Posted 11 December 2001 - 08:13 AM

there is a thing that I still don't quite understand and so I keep on getting these kind of errors : say I have a boolean in my windows message loop to know where I am : in the menu, in the game, like this :
  while (true) { if (PeekMessage(&msg, NULL, 0, 0, PM_REMOVE)) { if (msg.message==WM_QUIT) // Have We Received A Quit Message? { // If So break break; } else { TranslateMessage(&msg) ; DispatchMessage(&msg) ; } // end of else } // end of if else { MyGame.CLS() ; // clear the screen if (bMenu=true) Menu() ; // go to the menu function if (bGame=true) GameMain() ; // go to the game loop } } // end of while return 0 ; } // end of WinMain 

### #2Fruny  Moderators

Posted 11 December 2001 - 08:31 AM

In the header file, you have to declare nonlocal variables as ''extern''.

extern bool bExit; ... and so on

And there is an error in your code : if (bMenu=true) Menu() should be ==. Same on the next line.

### #3Ibanez  Members

Posted 11 December 2001 - 10:44 AM

A better way to do it is instead of using 2 booleans to determine program state, use a single int (or better - an enum), that uses, say 0 for menu and 1 for game, 2 for highscore table, 3 for title screen, etc. It makes it easier to put more states in the game, and eliminates a potential problem that your code has: that it is possible to be in both a game state AND a menu state.

### #4da_cobra  Members

Posted 12 December 2001 - 05:27 AM

btw how come when I try to use an enumerated type I get the following error?

enum MenuChoice { NewGame, Credits, Exit} ;

fatal error C1001: INTERNAL COMPILER ERROR
(compiler file ''msc1.cpp'', line 1786)
Please choose the Technical Support command on the Visual C++

### #5da_cobra  Members

Posted 12 December 2001 - 06:08 AM

also I still can''t fix this error it keeps on giving me these kind of errors

Debug/class project.exe : fatal error LNK1120: 1 unresolved externals

pls some1 help me

### #6Oluseyi  Members

Posted 12 December 2001 - 06:14 AM

quote:
Original post by da_cobra
btw how come when I try to use an enumerated type I get the following error?
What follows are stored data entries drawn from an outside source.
PR #6792, opened 2018-12-05
inure against windows.d changes by casting to LPCWSTR

WalterBright:


CyberShadow:
I can't sign off on this.

What happens if you define `FSChar` as `WCHAR` instead?

CyberShadow:
@thewilsonator Are you OK with such noisy / intrusive changes being forced onto D code?

WalterBright:
> What happens if you define FSChar as WCHAR instead?

Then existing code won't compile, as wchar_t is becoming a different type from wchar.

CyberShadow:
Well, right, but it won't compile if you don't change anything either. What else would need to be changed if you change `FSChar` to `WCHAR`, is it possibly a smaller diff than this?

WalterBright:
> FSChar is not public and is not in any public functions' signatures.

Looks like you're right.

std/mmfile.d
```diff
@@ -219,7 +219,7 @@ class MmFile
 
             if (filename != null)
             {
-                hFile = CreateFileW(filename.tempCStringW(),
+                hFile = CreateFileW(cast(LPCWSTR) filename.tempCStringW(),
```
CyberShadow: Change `tempCStringW` to return `LPWSTR` instead of `wchar*`?

std/mmfile.d
```diff
@@ -242,7 +242,7 @@ class MmFile
 
             int hi = cast(int)(size >> 32);
             hFileMap = CreateFileMappingW(hFile, null, flProtect,
-                    hi, cast(uint) size, null);
+                    hi, cast(uint) size, cast(LPCWSTR) null);
```
CyberShadow: Why is it necessary to cast `null`?

std/process.d
```diff
@@ -3092,7 +3093,7 @@ private:
         import std.array : array;
         LPWSTR lpCommandLine = (to!(wchar[])(line) ~ "\0"w).ptr;
```
CyberShadow: `to!(WCHAR[])`? Will that work?

thewilsonator:
> Are you OK with such noisy / intrusive changes being forced onto D code?

Ideally no, but this PR is a stop-gap until I can figure out why https://github.com/dlang/dmd/pull/8958 doesn't work and fix it, any help is much appriciated.

std/mmfile.d
WalterBright: It's not necessary, it's just a reminder in case someone wants to add the parameter.

std/mmfile.d
WalterBright: Perhaps, but I don't know what other things tempCStringW might be used for. It's defined in internal/cstring.d, and may be worth changing.

std/mmfile.d
CyberShadow: I don't get it, but OK.

Maybe subjective, but I don't like using `cast` unless it's strictly necessary, because of how powerful it is and how many kinds of things it can do. So perhaps `LPCWSTR(null)` or `LPCWSTR.init` or `/*LPCWSTR*/ null`.

std/mmfile.d
CyberShadow: I think it would be a very safe bet to assume that `tempCStringW` was created to help interfacing with Unicode Windows APIs.

std/process.d
WalterBright: It'll probably fail to concat with a wchar[] string. I was going to fix dmd to implicitly convert string literals to wchar_t[], but those efforts have hit a brick wall with the bikeshedding over a switch to enable the new behaviors. My goal with this PR anyway is to have it compile regardless of the switch setting.

CyberShadow: > It'll probably fail to concat with a wchar[] string.

Generally: Argh.

Specifically: you can still change this one to `WCHAR(0)`.

> My goal with this PR anyway is to have it compile regardless of the switch setting.

I think changes to make things pedantically correct are fine whether or not the compiler change happens, as long as it doesn't add more code or uglify the existing one.

thewilsonator: > I was going to fix dmd to implicitly convert string literals to wchar_t[]

No need it already does https://github.com/dlang/dmd/blob/master/test/compilable/implicitconv.d#L5

std/mmfile.d
WalterBright: I understand, I'll yank it.

CyberShadow:
> ok, we'll see how it fares

My guess is that it is not going to just work.

And that brings up a bigger problem, which I think is a conceptual blocker for this whole endeavor:

How is Phobos (std.algorithm etc.) supposed to treat this new `wchar_t` type?

Is it supposed to treat it like any D char (and `wchar_t[]` like any D character range)? Then, at least the definition of `StringTypeOf` will need to be updated to recognize it.

Or, is it supposed to be an alien C type that D-ish parts of Phobos won't touch? Then, that will make interop with C APIs that use `wchar_t` less smooth, and explicit casts will be required.

WalterBright:
My opinion about `wchar_t` is it's a stupid idea, and a complete failure for C and C++ (which is why they had to try again with `char16_t` and `char32_t`). D got it right.

Therefore, D users should avoid `wchar_t` as much as possible, and only use it when interfacing to C++ code that uses it. They can use a cast as the last step to get the type right. And in fact, the only reason to use it at all is to match the name mangling C++ uses for it.

So if `wchar_t` fails to work with some Phobos functions, don't use it. (My attitude about `c_long` and `c_ulong` is the same. Don't use them in normal D code.)

That leaves the Windows API, which Microsoft erred by using `wchar_t`. People should use `WCHAR` to interface to Windows, and only cast code to WCHAR at the last minute.

thewilsonator:
`std\internal\cstring.d(178): Error: undefined identifier WCHAR`

CyberShadow:
So did `to!(WCHAR[])` work for you (with the compiler change)?

std/process.d
```diff
@@ -3090,9 +3091,9 @@ private:
     {
         import std.algorithm.iteration : map;
         import std.array : array;
-        LPWSTR lpCommandLine = (to!(wchar[])(line) ~ "\0"w).ptr;
+        auto lpCommandLine = (to!(WCHAR[])(line) ~ '\0').ptr;
```
thewilsonator: Presumably.

PR #6793, opened 2018-12-05
Fix issue 19466 - functionLinkage documentation omits some values

jsatellite:
std.traits.functionLinkage documentation doesn't show the complete list of possible linkage attributes. See https://issues.dlang.org/show_bug.cgi?id=19466


thewilsonator:
Thanks!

The error lies elsewhere. Keep looking.

quote:
also I still can''t fix this error it keeps on giving me these kind of errors

a.) Did you declare the boolean extern in the other header/source file?

b.) Did you actually declare that integer?

An extern declaration tells the current compilation unit (such as a file) that another unit will actually declare and define that variable. One (and only one) of your source files must then declare the variable without the extern keyword.

cplusplus.com
MSDN

[ GDNet Start Here | GDNet FAQ | MS RTFM | STL | Google ]
Thanks to Kylotan for the idea!

### #7da_cobra  Members

Posted 12 December 2001 - 06:23 AM

1) no the error isn''t somewhere else, when I delete that line

the error is gone

2) if I use extern, then I have to declare that variable in the H-file and in the source-file?!?

### #8Oluseyi  Members

Posted 12 December 2001 - 07:16 AM

quote:
Original post by da_cobra

C++ Enumeration Declarations
User-defined data types: typedef, union and extern.

quote:

The extern Storage-Class Specifier

[ GDNet Start Here | GDNet FAQ | MS RTFM | STL | Google ]
Thanks to Kylotan for the idea!

### #9da_cobra  Members

Posted 12 December 2001 - 07:39 AM

thanx Oluseyi

### #10Anonymous Poster_Anonymous Poster_*  Guests

Posted 12 December 2001 - 10:19 AM

it works like this: every variable and function must be defined in exactly one cpp file. They must also be declared in every single cpp file that uses them. When dealing with functions what you do is you put the function definition in one cpp file and the declaration (the signature) in all the other cpp files that use it. Using .h files to put the declarations where you need them is just a convenience. Header files aren''t compiled, they just get copied into every cpp file that includes them.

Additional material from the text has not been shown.